そのシートを実験シートと呼ぶことにして、同期的に再計算を実行します。
結果、総ての計算式行の金額がCに相当します。
次に、排除した行の内、選択された工事枝をルートとするものを順に一行づつ、
実験シートの元あった場所に挿入し、その度に同期的に再計算を実行します。
但し、数量が少ないと誤差を生じ易いので、仮想数量として128を導入しました。
そして、計測工事行の単価の変化分を挿入行の数量で割って複合単価Uとします。
(内訳工事が有る場合は、それらの工事階層倍率も考慮する必要が有ります)
このようにして、計算式行からの寄与に関しては、UとCを直接求めることができます。
残念ながら、一式物に関して無力なのは、旧来と同様なので、引き続き「按分法」を利
用しました。
また、Cを総てゼロにしたいユーザの為に、
計算式行の「無条件のゼロ化」と「自動振分」の二つの機能を用意しています。
この方式の長所は、②に違反しない範囲で、計算式に捉われないことです。
逆に短所は、処理時間が長いことです。
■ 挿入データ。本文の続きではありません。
PR #2594, opened 2017-12-02
Added .props with ProjectCapability to suppress test project service GUID item

### LINKED ISSUE #2592: Add .props with ProjectCapability to suppress test project service GUID item
The decision was made that it's the responsibility of the test framework package to tell VS to stop autoinserting this boilerplate in test csprojs:

```xml
  <ItemGroup>
    <Service Include="{82a7f48d-3b50-4b1e-b82e-3ada8210c358}" />
  </ItemGroup>
```

See:
https://github.com/Microsoft/vstest/issues/394#issuecomment-276254646
https://github.com/Microsoft/vstest/pull/440/files#r111104404

Any project that references NUnit and does not reference `Microsoft.NET.Test.Sdk` will benefit from this.

This is a super easy fix. We add the following `\build\NUnit.props` to the nupkg and we're done:

```xml
<Project>

  <ItemGroup>
    <ProjectCapability Include="TestContainer" />
  </ItemGroup>

</Project>
```

From my perspective it's much nicer to do this in the framework package than the adapter package. The only projects where I use the adapter package are where I need to use `dotnet test`, and one day, I'll be using our future .NET Core console runner. (`dotnet nunit` anyone? =D)

Let me know if you agree and I'll add the file for 3.10.

jnm2:
The first commit fixes #2592.
@rprouse I hesitated to edit the CreateImage task to copy to `build\NUnit.props`, so the nuspec uses the path `..\..\nuget\framework\NUnit.props`. I'm not sure what you would want here.
(I'm already planning to propose moving to MSBuild-based Pack, so if that happens everything gets rearranged anyway.)

The second commit is cosmetic. If we wanted, we could also replace the item group with `<Import Project="..\..\..\nuget\framework\NUnit.props" />`. What do you think?

### DIFF
--- a/nuget/framework/NUnit.props
+++ b/nuget/framework/NUnit.props
@@ -1,0 +1,7 @@
+<Project>
+
+  <ItemGroup>
+    <ProjectCapability Include="TestContainer" />
+  </ItemGroup>
+
+</Project>
--- a/nuget/framework/nunit.nuspec
+++ b/nuget/framework/nunit.nuspec
@@ -48,5 +48,6 @@ Supported platforms:
     <file src="bin/net45/nunit.framework.xml" target="lib\net45" />
     <file src="bin/netstandard1.6/nunit.framework.dll" target="lib\netstandard1.6" />
     <file src="bin/netstandard1.6/nunit.framework.xml" target="lib\netstandard1.6" />
+    <file src="..\..\nuget\framework\NUnit.props" target="build" />
   </files>
 </package>
--- a/src/NUnitFramework/mock-assembly/mock-assembly.csproj
+++ b/src/NUnitFramework/mock-assembly/mock-assembly.csproj
@@ -12,7 +12,7 @@
   </ItemGroup>
 
   <ItemGroup>
-    <Service Include="{82a7f48d-3b50-4b1e-b82e-3ada8210c358}" />
+    <ProjectCapability Include="TestContainer" />
   </ItemGroup>
 
 </Project>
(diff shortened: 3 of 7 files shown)


jnm2:
I did not. Here's the link: https://github.com/Microsoft/vstest/issues/472#issuecomment-348700341

The information we're declaring seems benevolent enough though that I'm not worried about carrying it forward forever. I'm more trying to figure out whether it should be classified as a workaround and tracked.

rprouse:
The .NET 3.5 test run timed out at 60 minutes again. I am going to merge this since it is unrelated.

jnm2:
Got an answer now: https://github.com/Microsoft/vstest/issues/472#issuecomment-348870120

They'd like us to consider adding an `IsTestProject` property too. I'll open an issue.

jnm2:
Actually I'll wait for a response to my [reply](https://github.com/Microsoft/vstest/issues/472#issuecomment-348870120) now, since I read Brad's pushback which is where I was with it too.

CharliePoole:
I see you're waiting but I'll chime in anyway... AFAIC this would be a mistake. An IsTestProjectAttribute would mean "This is a test project for Visual Studio Test Explorer purposes." We could never change the semantics but Microsoft could change it at any time. That's not useful. Any attribute that Test Explorer needs in order to adequately support uses should be defined by Microsoft and used by those users who need it.

We have other reasons for defining what is or isn't a test project for our own purposes. We, of course, are specifically talking about an __NUnit__ test project. We need to be able to create attributes and interfaces for those purposes and control what they mean.

Even __If__ VS Test Explorer should become the main way (numerically) that NUnit gets used in the future, I think we have to be careful to distinguish what is NUnit's and what is theirs. And of course, personally speaking, I hope that the Explorer never becomes the main way that NUnit is used. 😄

しかも規模の二乗に比例します。
4.手動による按分指示(モード8・9)
一式物の中には、複合単価に組み込まれるべきものもあり得ます。
そこで、ブラウズ中の明細行の内、チェックの付いた一式物(含計算式)の金額を、
チェックの無い明細行の単価に、按分して繰り込みます。
勿論、繰り込み先が無ければ、何もしません。
但し、このままでは、繰り込み先が余りにも漠然とするので、分類指定ができます。
指示は、按分元の計算式欄で
Dist=B(xxx;y1,y2,y3-y4,y5,,,)
と記入します。
xxx は使用する分類の種類(リンク番号)、
セミコロン以降の数値は、分類番号若しくはその範囲を表します。
(分類の種類と書きましたが、xxx は分類以外も可能です)
但し、この按分による単価への繰り込みは、合成品を含めないので、合成品が有る場
合は、ブラウズモードを「合成品を展開しない」にしてください。
このモードの長所は、希望する材料に繰り込みを指定できることですが、
逆に言えば、「手動による按分指示」では、指示の再現性が保障できません。
5.各行の按分指示による(モード10~15)
このモードでは、ブラウザからの指示を一切受けません。
従がって、如何なる表示状態でも、同一の繰り込み動作を行います。
但し、奇数モードの場合は、この操作範囲が左ペーンの選択工事内に限られます。
按分元となるのは、按分分類指定を持つ一式物若しくは計算式行です。
繰り込み先は、この按分分類指定を満たす分類の明細行で、自身が按分分類指定を
持たない行です。
繰り込みされたくない一式物や残価のある計算式の為に
Dist=B(xxx)
なる、空の按分分類指定を用意しました。
xxx は正の整数ですが、今後の機能アップに備えて、999 をお勧めします。
偶数・奇数共に3モード有るのは、合成品に対する繰り込み方の違いです。
10・11では、手動と同様に、合成品は対象外です。
12・13では、合成品も、内部限定ですが、明細間でのみ繰り込みます。
14・15では、自身の明細に含まれる合成品に対しても連鎖して繰り込みます。
これらのモードでは、按分指示を計算式行にも適用すれば、Cの取り扱いを個別(行
毎)に指定できるうえ、こちらも再現性に貢献できるようになります。
(計算式行の按分分類指定は、再計算に影響しません)
6.今後の課題
理論的には、ほぼ満足のいくコマンドに成長できましたが、使用目的に依っては、
多少の精度を犠牲にしてでも、複合単価を材料毎に端数処理したい場合も、有りそう
です。(最初の目的であった、LCC用の前処理では不要だった)
Tetra21の場合、必要な情報は総て揃っているので、要望があった時点で、
独立したコマンドとして実装(案)すべきと、思っております。